When you step into the Exploding Bakery, you are immediately met with the cakes which are laid out on your left, along with a couple of tables on the right. The cakes are all tray bakes: none of your artfully-arranged cupcakes, sponges and meringues to catch the eye, just honest-to-goodness yummy cakes (you can tell I sympathise; as a cake baker, I’ve never much cared for how my cakes look, just how they taste). Beyond them is the espresso machine, but then that’s pretty much it, with the rest of the shop given over to the bakery itself.
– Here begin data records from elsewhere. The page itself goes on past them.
PR #4572, opened 2025-01-02
[Monitoring] Make appengine crons emit metrics

vitorguidi:
Appengine crons are currently not instrumented, so we cannot get testcase metrics for the google 3 deployment. This PR fixes that.

Part of #4271


jonathanmetzman (approved):
lgtm

PR #4573, opened 2025-01-02
Ensure we don't rerun utaks on expired signed URLs for uworker_input.

jonathanmetzman:
If the URL is expired, we can't possibly complete the task. Doing this though requries a few steps:
1. Note that we fail to download a signed URL because of an expired token.
2. Note that the utask failed because of failing to download input due to signed URL expiration.
3. Ensure bots don't retry when encountering this error.


vitorguidi (approved):
The approach is solid, lgtm'ing on the basis of we cannot know beforehand if this is actually the issue

PR #4574, opened 2025-01-02
Fix catching of own exception

jonathanmetzman:


jonathanmetzman:
Errr wrong code pushed. One sec

vitorguidi (approved):

jonathanmetzman:
Here it is

PR #4656, opened 2025-01-31
Improve logs of the grouper cron job

letitz:
Always log testcase IDs when grouping two testcases. Also log the reason why testcases are grouped.


letitz:
Ping, this is a small change that would greatly help us debug grouping issues.

letitz:
@vitorguidi maybe you have a bit more bandwidth for a quick review?

PR #4657, opened 2025-01-31
Increase fuzz tasks scheduled to deal with reduced capacity

jonathanmetzman:
The execution of tasks is more jagged under batch.
1. By having a buffer of tasks, we might be able to smooth this out by having fewer temporary declines in tasks.
2. The fuzz task scheduling takes very long (>20minutes) because of how long batch task querying takes. This can leave gaps that we are slow to react to.


vitorguidi (commented):
lgtm

Issue #4672, opened 2025-02-06
Prevent corpus explosion in tiny projects


jonathanmetzman:
Tiny projects have been run too much since the batch switch. This is leading to corpus explosion which prevent pruning from running. A vicious cycle.

PR #4673, opened 2025-02-06
Try to fix corpus explosion issue through scheduling: #4672

jonathanmetzman:
A bug in the scheduling code made smaller projects run way too often. This has caused corpus explosions.

Fix this, don't accidentally ignore the project weight.


jonathanmetzman:
PTAL.
TBR to stop the bleeding.

PR #4677, opened 2025-02-07
Propagate fuzz target in fuzz_task

jonathanmetzman:


jonathanmetzman:
TODO: is it fuzz_target.name? or something else I need to propagate.

PR #4678, opened 2025-02-07
Allow Android queue to proceed with the command  process_command_impl

svasudevprasad:
If the job base quque is '-android', which is the default Android queue ignore the mismatch since with subqueues, it is expected. Let the command proceed


jonathanmetzman (approved):
This subqueue stuff is making the code pretty ugly.

PR #4674, opened 2025-02-07
centipede: create workdir in `prepare` instead of the constructor

paulsemel:
It turns out that the same class can be used for different fuzzing rounds, and the parent directory of the temp dir is being cleared in between each round. For that reason, we need to re-create a workdir in `prepare`.

PR #4679, opened 2025-02-10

The advantage of this is that you can watch the staff as they go about their daily business of baking bread and cakes, which is just fascinating. They’re also very friendly and happy to chat with the customers. The coffee is made and served with passion and the cakes are excellent: I had, in honour of being in Devon, the Devon Apple Cake, which was delightfully moist. The espresso came in a glass and, for the second time in a week, I was offered a glass of water without having to ask.
The only downside to the Exploding Bakery is its size. I know I’ve featured some small places on the Coffee Spot, but the Exploding Bakery is the smallest in terms of space given over to the café. There are just two tables and four chairs inside and a further two tables and two chairs outside. Despite that, and probably because the staff haven’t tried to pack the place with tables, it doesn’t feel at all cramped and, because you share the space with the bakery, it actually feels quite airy. Unsurprisingly, most of the business is takeaway, and there was a steady stream of customers while I was there.
One final word about the Exploding Bakery. The range on offer (food, cake and drinks) is refreshingly small. Not that I’m knocking places with a massive choice, but I loved the attitude at the Exploding Bakery. As the staff told me, if they’re not 100% happy with something, they don’t do it. Quality over quantity wins every time in my book.